Of major concern is the additional taxation rate on earnings on superannuation balances above $3 million that will start in the next taxation year. This will be taxed at an extra rate of 15 per cent. That's a total of 30 per cent taxation, or double the current taxation rate. Earnings on the portion of superannuation above $10 million will attract a whopping 40 per cent.
I'd like to give a real-life example of someone from my electorate, from Parkes—Scott, from a property near Forbes. He called with concerns when super tax 1.0 was on the horizon. Scott owns a farm through his self-managed superannuation fund that is now worth more than $3 million. Anyone who owns a farm knows that $3 million doesn't amount to much these days when it comes to farmland. Superannuation tax 1.0 would have meant big changes for Scott in a big hurry. Superannuation tax 2.0 also carries concerns. If a farmer is to retire to town and sell the family farm for more than $3 million, the earnings would be taxed at 30 per cent on the portion above $3 million. That's double the current tax. If it were to sell for more than $10 million, that farmer would pay 40 per cent on the tax of the portion above 10 million. How fair is that? This property might have been in the family for generations. Now Scott will lose a significant portion of the sale price to Labor's new superannuation tax 2.0 and his retirement nest egg.
This is an enormous increase on taxation for people who are banking on that money for their retirement. Australians are struggling right now, and they need to know that they are saving for a reason. That reason should not and cannot be that the federal government is looking for other sources of money to shore up the country's debt or to pay for ill advised promises. If, even in this out-of-control economy, farmers and small-business owners have managed to show restraint, dedication and fiscal wisdom, they need to know that the government can do the same. Labor has a spending problem, not a revenue problem. The problem confronting our country is structural spending growth that is outpacing sustainable economic growth.
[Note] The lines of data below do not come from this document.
Issue #161, opened 2021-03-22
wait-for-bootstrap: Should attempt to hit the endpoint of the bootstrap node before waiting


harryttd:
If you are scaling up nodes, the bootstrap nodes are already running. There is no point in delaying new nodes from spinning up. They should immediately check if a bootstrap node is up and running.

PR #168, opened 2021-03-24
wait-for-bootstrap: wait for a configured node

elric1:
Previously, we unconditionally waited for tezos-baking-node-0.  Now,
we take the configured list of nodes and wait until at least one of
them is up and running.

Also hit #161 as a drive-by.


harryttd (approved):

nicolasochem (approved):
Thanks. This removes the last hardcoding of tezos-bootstrap-node-0 in the code.

PR #169, opened 2021-03-24
refactor charts

elric1:


nicolasochem:
Chart refactoring looks OK. It's worth making a dedicated PR for it. I haven't tried it since I have reservations on the second commit.

Just one question, a lot of the newly added templates are wrapped into if statements ("if wait for bootstrap", "if download snapshot"). Did you consider leaving the if statements in the final yaml files for readability?

The second commit breaks the "known network" use case: if you want to launch an edo2net or mainnet node, config-generator will run `tezos-node config init` in order to extract data that is needed but trapped in the binary, such as the chain name and bootstrap peers. So it can't be merged as is. One solution is to move this step into its own init container that will be built on top of tezos. Private chains will never need this container so you can skip building it.

elric1:
I've removed the second commit. I only put it in this PR because it will conflict if I based it off head. Let's consider this one on its own. I'll keep on working on the image one separately.

I did consider putting the conditionals in the final YAML files and, in fact, that is how I originally did it. I found it to be less readable and also more repetitive because the same if statements would be repeated in both baker.yaml and node.yaml.

nicolasochem:
I tried a zerotier invite and:

```
Events:
  Type     Reason            Age                 From                    Message
  ----     ------            ----                ----                    -------
  Normal   SuccessfulCreate  65s                 statefulset-controller  create Claim var-volume-tezos-node-0 Pod tezos-node-0 in StatefulSet tezos-node success
  Warning  FailedCreate      24s (x14 over 65s)  statefulset-controller  create Pod tezos-node-0 in StatefulSet tezos-node failed error: Pod "tezos-node-0" is invalid: spec.initContainers[2].name: Duplicate value: "get-zerotier-ip"
```

nicolasochem:
The above happened on the invite chart and this is the event log for tezos-node statefulset.

if you run mkchain with --zerotier-network and --zerotier-token, it will give you a file whatever_invite_values.yaml

if you pass this file to helm template, I expect  that you will see a duplicate init container in the node staetefulset

elric1:
Yes, thanks. I did that and found the offending line. I included the zerotier template twice by default.

I then tested again with rpc_auth set to true---and also with the snapshot-downloader. These appear to generate the correct charts, now.

nicolasochem (approved):
Thank you. I created a zerotier chain with mkchain and was able to spin it up and join it from another workspace, and I have no reason to believe anything else is broken.

charts/tezos/templates/_containers.tpl
```diff
@@ -0,0 +1,180 @@
...
+    - containerPort: 9732
+      name: tezos-net
+  volumeMounts:
+    - mountPath: /etc/tezos
+      name: config-volume
+    - mountPath: /var/tezos
+      name: var-volume
+{{- end }}
+
+{{- define "tezos.container.baker" }}
```
harryttd, line 94: I know I'm very late to the party here but just wanted to throw out, that being only baker is is running baker/endorser, why not have this explicit there. It can still `include "tezos.localvars.pod_envvars"`.  

Also, was there any more discussion regarding having the `if` checks in the templates themselves?

PR #171, opened 2021-03-25
make storage size parametrizable

nicolasochem:
My immediate need is to deploy an archive node; I need 300Gi of storage.

### DIFF
--- a/charts/tezos/templates/baker.yaml
+++ b/charts/tezos/templates/baker.yaml
@@ -103,5 +103,5 @@ spec:
           - ReadWriteOnce
         resources:
           requests:
-            storage: "15Gi"
+            storage: {{ .Values.baker_statefulset.storage_size }}
 {{- end }}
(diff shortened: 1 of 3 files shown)


elric1 (changes requested):
One comment that I have is that perhaps the size should be shared between the two types of node because I get the impression that it's really the `tezos-node` container that needs the space---and it's the size of the chain that drives the requirement.

nicolasochem:
Not always, for example you could have a sentry model where your important baker node is running in private node and protected by sentries. You may want an archive node in the core of your topology, but the sentries should be rolling since they are just passing p2p messages along.
You could even be defining custom node types and helm would create statefulsets. In doubt, I'd say let us give ourselves flexibility.

harryttd (approved):

elric1:
In this case, though, wouldn't you want to attach the storage size to the instance rather than the statefulset definition?

elric1 (approved):
We chatted offline and I'm convinced now.

PR #176, opened 2021-03-29
Add detail for development readme

orcutt989:
This PR updates `development.md` to add more instructions about building images with devspace needed for new version. Adds instructions for updating helm charts and running charts to point at local repo instead of public repo.

### DIFF
--- a/DEVELOPMENT.md
+++ b/DEVELOPMENT.md
@@ -1,8 +1,12 @@
-- [Prerequisites](#prerequisites)
+- [Helm Chart Development](#helm-chart-development)
+  - [Prerequisites](#prerequisites)
 - [Using devspace](#using-devspace)
   - [Notes](#notes)
+  - [Building images](#building-images)
 - [Helm Charts](#helm-charts)
   - [Creating Charts](#creating-charts)
+  - [Update charts for local mainnet](#update-charts-for-local-mainnet)
+  - [Run charts for local mainnet](#run-charts-for-local-mainnet)
   - [Notes](#notes-1)
 - [Creating Docker Images](#creating-docker-images)
 - [Releases](#releases)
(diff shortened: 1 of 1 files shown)


nicolasochem (changes requested):
the development already has instructions to do `devspace build`, you should update these or make a new section, but not have it mentioned in 2 places like now.

orcutt989:
> the development.md file already has instructions to do `devspace build`, you should update these or make a new section, but not have it mentioned in 2 places like now.

Fixed

nicolasochem:
But you should still add `--skip-push` ie.

> If you would like to build all of our images without using Devspace to deploy (you might want to do a helm install instead), you can run `devspace build -t dev --skip-push`.

orcutt989:
> But you should still add `--skip-push` ie.
> 
> > If you would like to build all of our images without using Devspace to deploy (you might want to do a helm install instead), you can run `devspace build -t dev --skip-push`.

Oops! Thanks. Fixed!

DEVELOPMENT.md
```diff
@@ -77,6 +80,18 @@ Regarding chart dependencies, Chart.yaml should not specify a dependency version
 
 Being that all charts are bumped to the same version on release, the parent chart will get the latest version of the dependency by default (which is the same as its own version) when installing via our Helm chart [repo](https://github.com/tqtezos/tezos-helm-charts).
 
+## Update charts for local mainnet
+
+```
+helm dependency update charts/tezos
+```
```
nicolasochem, line 87: This is also redundant as it is already mentioned in the Note just below.

DEVELOPMENT.md
```diff
@@ -77,6 +80,18 @@ Regarding chart dependencies, Chart.yaml should not specify a dependency version
...
+
+## Run charts for local mainnet
+
+```
+helm install tezos-mainnet charts/tezos --namespace tqtezos --create-namespace
+```
```
nicolasochem, line 93: This is not only for local mainnet. This is to install a chart from the filesystem instead of a helm repo. A more accurate description would be:

## Run local development chart

Instructions as per README install the latest release of tezos-k8s helm chart from a helm repository. To install a development version of a tezos chart in the `charts/tezos` directory instead, run:

nicolasochem (changes requested):

nicolasochem (approved):
thank you

PR #36, opened 2019-05-30
Expose useful classes and organize code

yunhailuo:
* Expose `XenaDataset`, `GDCOmicset`, `GDCPhenoset` and `GDCSurvivalset`;
* `gdc_check_new` can be a GDC specific function, independent of Xena;
* The old `utils.metadata` is actually specific for "GDC-PANCAN"; move it to `panTCGA.py` for now.


xena_gdc_etl/__init__.py
```diff
@@ -0,0 +1,6 @@
+from .xena_dataset import (
+    XenaDataset,
+    GDCOmicset,
+    GDCPhenoset,
+    GDCSurvivalset,
+)
```
ayan-b: Maybe append `# noqa` here so that `flake8` doesn't complain? :sweat_smile:

yunhailuo: Thanks.

PR #37, opened 2019-05-31
Lint fixes

ayan-b:


ayan-b:
@yunhailuo This PR is ready. Please review. :blush:

yunhailuo:
Sorry. Just re-organized travis code. Please rebase.

setup.cfg
```diff
@@ -5,4 +5,5 @@
 # W605: invalid escape sequence '\*'
 # E121: continuation line under-indented for hanging indent
 # E126: continuation line over-indented for hanging indent
-ignore = E722, W605, E121, E126
+# W503: line break before binary operator
+ignore = E722, W605, E121, E126, W503
```
yunhailuo: Does this mean ever `#noqa` will ignore these five no matter what?

ayan-b: Yup, flake8 will ignore those errors regardless of `#noqa`.

ayan-b:
Rebased. :)

ayan-b:
Please take a look @yunhailuo.

yunhailuo:
I have some hesitation on how we would ignore rules. Like [W503](https://lintlyci.github.io/Flake8Rules/rules/W503.html) should be ignored as they said so. But others, overall ignores in config or inline ignore, I'd prefer to be careful and specific. By being specific, I mean
* Overall ignore should be restricted unless there is clear reason to do so;
* Inline ignore should be specific to certain rule(s).

This is my general thinking. We will need some discussions like:
* Which rule(s) should definitely be ignored for all? Only W503?
* Is it overwhelming if for some rules, which are not really ignore for all, are too many for inline?
* ...

xena_gdc_etl/constants.py
```diff
@@ -1,3 +1,5 @@
+GDC_RELEASE_URL = 'https://docs.gdc.cancer.gov/Data/Release_Notes/Data_Release_Notes/#'  # noqa: E501
```
yunhailuo: Doesn't seem it should have hash tag at the end?

ayan-b: The hashtag has been used so that we can simply append `data-release-N` and it will point to that Nth release.

yunhailuo: The hash tag indicates anchor and should be together with the tag rather than the URL.

yunhailuo: I think to be exact, # is neither part of the URL nor part of the identifier according to [the URL writing standard](https://url.spec.whatwg.org/#url-writing). But the standard for URL class in API put # part of the hash attribute with the identifier rather than with the part in front of it: https://url.spec.whatwg.org/#dom-url-hash

ayan-b: Done!

yunhailuo:
Looks good. Let me know your thoughts on global ignore when you are ready.

ayan-b:
[WIP Comment]
Global Ignores:
- **W605 (invalid escape sequence '\*')**: Quite a few docstrings use `*/*/`, so its ignored.
- **E722 (do not use bare 'except')**:
- **E121: continuation line under-indented for hanging indent**
- **E126: continuation line over-indented for hanging indent**
- **W503: line break before binary operator**

yunhailuo:
> * Quite a few docstrings use `*/*/`

An example?

ayan-b:
> > * Quite a few docstrings use `*/*/`
> 
> An example?

https://github.com/yunhailuo/xena-GDC-ETL/blob/76b792ca984be32874687a3d682b3e06bdd95a36/xena_gdc_etl/xena_dataset.py#L430

ayan-b:
51ecf1a uses `black` to format code: `black -l 79 -S xena_gdc_etl`.

yunhailuo:
Thanks for the example. Looked into W605 a little bit. In the long run, it may become SyntaxError. We should not ignore it. [It seems make docstring a raw string will fix it.](https://github.com/PyCQA/pycodestyle/issues/854) I haven't try though. I saw only four in `xena_dataset.py`.

yunhailuo:
> [02b9ead](https://github.com/yunhailuo/xena-GDC-ETL/commit/02b9ead875e133f825c82c174b2b460828d1663f) uses `black` to format code: `black -l 79 -S xena_gdc_etl tests`.

What is black? A link for intro or doc?

xena_gdc_etl/constants.py
```diff
@@ -1,4 +1,6 @@
-GDC_RELEASE_URL = 'https://docs.gdc.cancer.gov/Data/Release_Notes/Data_Release_Notes/'  # noqa: E501
+GDC_RELEASE_URL = (
+    'https://docs.gdc.cancer.gov/Data/Release_Notes/Data_Release_Notes/'
+)  # noqa: E501
```
yunhailuo: Still need to ignore 501?

ayan-b:
@yunhailuo black: https://black.readthedocs.io/

xena_gdc_etl/gdc.py
```diff
@@ -291,10 +325,11 @@ def download(uuids, download_dir='.', chunk_size=4096):
             file_size = int(response.headers['Content-Length'])
             if uuids[uuid] is None:
                 content_disp = response.headers['Content-Disposition']
-                ori_name = content_disp[content_disp.find('filename=') + 9:]
+                ori_name = content_disp[content_disp.find('filename=') + 9 :]  # noqa: E203, E501
```
yunhailuo: Why putting a space and triggering E203 here?
Still need E501?

xena_gdc_etl/gdc.py
```diff
@@ -382,12 +438,14 @@ def get_samples_clinical(projects=None):
     # correctly with ``record_path `` "samples". Use the raw json instead.
     # Besides, there are cases (34 by 12/11/2017) which doesn't have any
     # samples and thus doesn't have the key "samples". Ignore them.
-#    for r in res:
-#        r.setdefault('samples', [{}])
-#        samples_json.append(r)
+    #    for r in res:
+    #        r.setdefault('samples', [{}])
+    #        samples_json.append(r)
```
yunhailuo: Should we just delete these three lines? I'd like to but need a second opinion.

xena_gdc_etl/gdc.py
```diff
@@ -399,14 +457,19 @@ def gdc_check_new(new_file_uuids):
     """
 
     df_list = []
-    for uuids in (new_file_uuids[i:i + 20000]
-                  for i in range(0, len(new_file_uuids), 20000)):
+    for uuids in (
+        new_file_uuids[i : i + 20000]  # noqa: E203
```
yunhailuo: Again, but I'm wondering now why it keeps on doing this? I assume `black` does this?

xena_gdc_etl/main.py
```diff
@@ -97,123 +109,181 @@ def create_parser():
...
+        "df2", type=str, help='Directory for the second matrix.'
     )
     # gdc_check_new subparser
     gdc_check_new_parser = subparsers.add_parser(
         "gdc-check-new",
         description="Check GDC's list of updated files and summarize "
-                    "impacted project(s), data_type(s) and "
-                    "analysis.workflow_type(s)."
+        "impacted project(s), data_type(s) and "
+        "analysis.workflow_type(s).",
```
yunhailuo: Wondering if this is a right/preferred style here and below, since `black` does something "strange"...

ayan-b:
No longer ignoring `W605`.

xena_gdc_etl/xena_dataset.py
```diff
@@ -59,9 +59,11 @@ def read_by_ext(filename, mode='r'):
     ext = os.path.splitext(filename)[1]
     if ext == '.gz':
         import gzip
+
```
yunhailuo: It's probably not preferred this way. But it happens when I don't want to just import no matter what.
My real point here is no need for a new line at least to flake8, right?

xena_gdc_etl/xena_dataset.py
```diff
@@ -59,9 +59,11 @@ def read_by_ext(filename, mode='r'):
...
         return gzip.open(filename, mode)
     elif ext == '.bz2':
         import bz2
+
```
yunhailuo: Doesn't need a new line for flake8, right?

xena_gdc_etl/xena_dataset.py
```diff
@@ -130,9 +136,7 @@ def read_biospecimen(fileobj):
         record.update(samples_common)
         samples[record['bcr_sample_barcode']] = record
     df = pd.DataFrame(samples).T
-    sample_mask = df.bcr_sample_barcode.map(
-        lambda s: s[-3:-1] not in ['10']
-    )
+    sample_mask = df.bcr_sample_barcode.map(lambda s: s[-3:-1] not in ['10'])
```
yunhailuo: Interesting. Not having a space before colon here...

xena_gdc_etl/xena_dataset.py
```diff
@@ -663,9 +710,11 @@ def metadata(self):
...
             assert os.path.isfile(self.matrix)
         except AttributeError:
-            raise IOError('Xena matrix for this dataset is unknown; please '
-                          'create a matrix or assign an existing matrix file '
-                          'to the "matrix" property before making metadata.')
+            raise IOError(
+                'Xena matrix for this dataset is unknown; please '
+                'create a matrix or assign an existing matrix file '
+                'to the "matrix" property before making metadata.'
+            )
```
yunhailuo: For string like this (help message for CLI above, etc), we can reset the line break to use more of the 79 limit.
Not very critical, though.

xena_gdc_etl/gdc.py
ayan-b: PEP8 recommends to put spaces around `:` during slicing.

yunhailuo:
> @yunhailuo black: https://black.readthedocs.io/

Thanks. Seems like a good tool to have and use.

ayan-b:
> I guess the question is what it is and if they are really official.

`black` claims [their styles](https://black.readthedocs.io/en/stable/the_black_code_style.html) are subset to PEP8.

xena_gdc_etl/xena_dataset.py
ayan-b: Hmm, seems a bug!

xena_gdc_etl/gdc.py
yunhailuo: You are right. Thanks.

xena_gdc_etl/xena_dataset.py
yunhailuo: Well. We can leave it that way. Just to say no need to spent time on `black`'s bug if not interesting...

xena_gdc_etl/main.py
yunhailuo: I guess it is since `black` is good. Just redo line breaks if you want.

xena_gdc_etl/gdc.py
ayan-b: Apparently, it throws E501.

ayan-b:
Now all the black lint fixes are in 866d14b.

yunhailuo:
Looks good. Really a lot of changes. Great job!

PR #38, opened 2019-05-31
Simplify travis tests

yunhailuo:
* Fix pandas, numpy and lxml version so that they are compatible with Python 3.7
* It seems stage only works with matrix expansion. Python matrix expansion only uses `python` and `env` as key. `MINIMUM_INSTALL` is thus used.


.travis.yml
```diff
@@ -1,46 +1,30 @@
...
-      script: make test
-    - python: 2.7
-      name: "python-2-min-req"
-      <<: *disable_global
-      install: make min-req-install
-      script: make test
+    - stage: lint
+      script: 
+        - pip install flake8
+        - flake8
```
ayan-b: Just to say that, since in this stage we are not disabling the `install` and `before_install`, they will be executed in travis.

yunhailuo: It seems fine but is indeed not necessary. Fix it in #37 if you want.

PR #40, opened 2019-06-06
test_gdc.py: Fix test_get_samples_clinical test

ayan-b:


ayan-b:
Understood, pushing a fix. :+1:

tests/test_gdc.py
```diff
@@ -84,7 +84,13 @@ def test_get_project_info():
...
     project_id = "TCGA-OV"
     actual = gdc.get_samples_clinical(project_id)
-    assert "2038fd65-d8f1-4b16-af90-b1c8f9a379a7" == actual['case_id'][0]
+    in_filter = {"project.project_id": project_id}
+    expected = gdc.search(
+        in_filter=in_filter,
+        fields="case_id",
+        endpoint="cases"
+    )
+    assert expected["case_id"][0] == actual["case_id"][0]
```
yunhailuo: Well, this feels like a "loop" test because `get_samples_clinica` is essentially defined by using `gdc.search`. But it's definitely much better and more stable. It should work as long as the return from GDC API is not randomly ordered. I'd say we merge this once tests pass. And if something goes wrong, we can change later.

ayan-b: Yup. I think the only other way we can achieving testing here by `patch`.

PR #41, opened 2019-06-12
Add retry functionality in download

ayan-b:


xena_gdc_etl/utils.py
```diff
@@ -178,3 +181,23 @@ def reduce_json_array(j):
     else:
         reduced = j
     return reduced
+
+
+def requests_retry_session(
+    retries=5,
+    backoff_factor=0.3,
+    status_forcelist=(500, 502, 504),
```
yunhailuo: Do we know if it fails on these three code? And just these three?

ayan-b:
> Have you tried this on one project with all data types (at least all genomics)?

Yes, it retries.

xena_gdc_etl/utils.py
ayan-b: So, we should disable it?

yunhailuo:
> > Have you tried this on one project with all data types (at least all genomics)?
> 
> Yes, it retries.

Interesting. It leaves trace in the log so you can tell?

xena_gdc_etl/utils.py
yunhailuo: What do you mean by "disable"?

ayan-b:
Yes, like this:
```
2019-06-12 18:35:58 [WARNING]: Retrying (Retry(total=2, connect=3, read=2$
2019-06-12 18:45:47 [WARNING]: Retrying (Retry(total=2, connect=3, read=2$
2019-06-12 18:48:55 [WARNING]: No methylation27 data for cohort TCGA-DLBC.
```

yunhailuo:
> Yes, like this:
> 
> ```
> 2019-06-12 18:35:58 [WARNING]: Retrying (Retry(total=2, connect=3, read=2$
> 2019-06-12 18:45:47 [WARNING]: Retrying (Retry(total=2, connect=3, read=2$
> 2019-06-12 18:48:55 [WARNING]: No methylation27 data for cohort TCGA-DLBC.
> ```

Oh. BTW, which log is this? Is it `etl.err`?

ayan-b:
Yes, it is `etl.err`.

xena_gdc_etl/utils.py
ayan-b: I mean it will retry regardless of error code.

yunhailuo: Sound too general. But I guess it doesn't hurt. Thanks.

PR #42, opened 2019-06-12
Use read_csv with sep="\t" instead of read_table

ayan-b:


xena_gdc_etl/main.py
```diff
@@ -159,7 +159,8 @@ def create_parser():
         required=True,
         help='A list of paths for Xena matrices files to be merged. All paths '
         'in this list support UNIX style pathname pattern expansion with '
-        '"glob". Files will be read by pandas.read_table.',
+        '"glob". Files will be read by pandas.read_table or pandas.read_csv '
+        'with sep="\t"',
```
yunhailuo: `read_table` is still in use?

ayan-b: Removed `read_table`.

PR #43, opened 2019-06-13
Log a unfinished.json file

ayan-b:
This will keep the dataypes and their corresponding
projects for which the ETL was not finished.

### DIFF
--- a/tests/test_gdc2xena.py
+++ b/tests/test_gdc2xena.py
@@ -8,6 +8,7 @@ from xena_gdc_etl import gdc2xena
 
 PATH = "tests/fixtures/"
 
+
 @pytest.mark.CI
 def test_logging():
     gdc2xena.gdc2xena(
--- a/tests/test_gdc2xena.py
+++ b/tests/test_gdc2xena.py
@@ -10,7 +10,7 @@ PATH = "tests/fixtures/"
 
 
 @pytest.mark.CI
-def test_logging():
+def test_unfinished_generation():
     gdc2xena.gdc2xena(
         root_dir=".",
         projects=["SOME_PROJECT1", "SOME_PROJECT2"],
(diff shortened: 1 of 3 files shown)


xena_gdc_etl/gdc2xena.py
```diff
@@ -84,6 +86,12 @@ def gdc2xena(root_dir, projects, xena_dtypes):
             try:
                 dataset.download().transform().metadata()
             except Exception:
+                if project not in unfinished:
+                    unfinished[project] = [dtype]
+                else:
+                    unfinished[project].append(dtype)
+                with open("unfinished.json", "w") as outfile:
+                    json.dump(unfinished, outfile)
```
yunhailuo: The file will be rewrite again every failed loop? And why not just print this summary at the end of log?

tests/test_gdc2xena.py
```diff
@@ -0,0 +1,24 @@
...
+import pytest
+
+from xena_gdc_etl import gdc2xena
+
+
+PATH = "tests/fixtures/"
+
+
+@pytest.mark.CI
+def test_logging():
```
yunhailuo: This is not real log if you don't put it to log. I'd suggest changing the name unless you do logging.

xena_gdc_etl/gdc2xena.py
ayan-b: This will allow us to check the unfinished datatypes on the fly.

ayan-b: So, that we can run another session on the instance downloading those datatypes.

yunhailuo: It's probably a bad idea for starting another session while the current session is still running and is already stressed server... But it's not a good solution anyway; so I'd say it's OK if this is good for you in real practice.

Another comment is where is this `unfinished.json`? Is it respecting the `root_dir` and other settings?

ayan-b: Yup, now it does.

PR #44, opened 2019-06-13
Improve logging

ayan-b:


ayan-b:
I think this PR is ready @yunhailuo.

yunhailuo:
The PR is good itself. But I'll wait until we get replies from GDC and figure out the "right" way to download from GDC. On hold for now.

PR #47, opened 2019-06-17
Add a CLI option to delete raw data upon generation of xena_matrix

ayan-b:
I am using this in the AWS. Basically, it deletes the raw data corresponding to a data type once the xena matrix is generated. Let me know if we need it, I will add tests and update the docs.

When government spend beyond their means, they inevitably reach for new taxes to fill the gap and to fill the hole. That is precisely what we are witnessing here. Rather than confronting waste, rather than prioritising programs and rather than restoring fiscal principles, Labor has chosen to hunt for new pools of capital to tax. Trust is fundamental in tax reform. Australians accept reform when it is principled, predictable and based on broad consultation. What they do not accept is the retrospective tinkering and ad hoc changes to ideological experiments dressed up as modest adjustments. This proposal reinforces a broader pattern: higher spending first, then new taxes to pay for it later. That is not reform; that is fiscal mismanagement.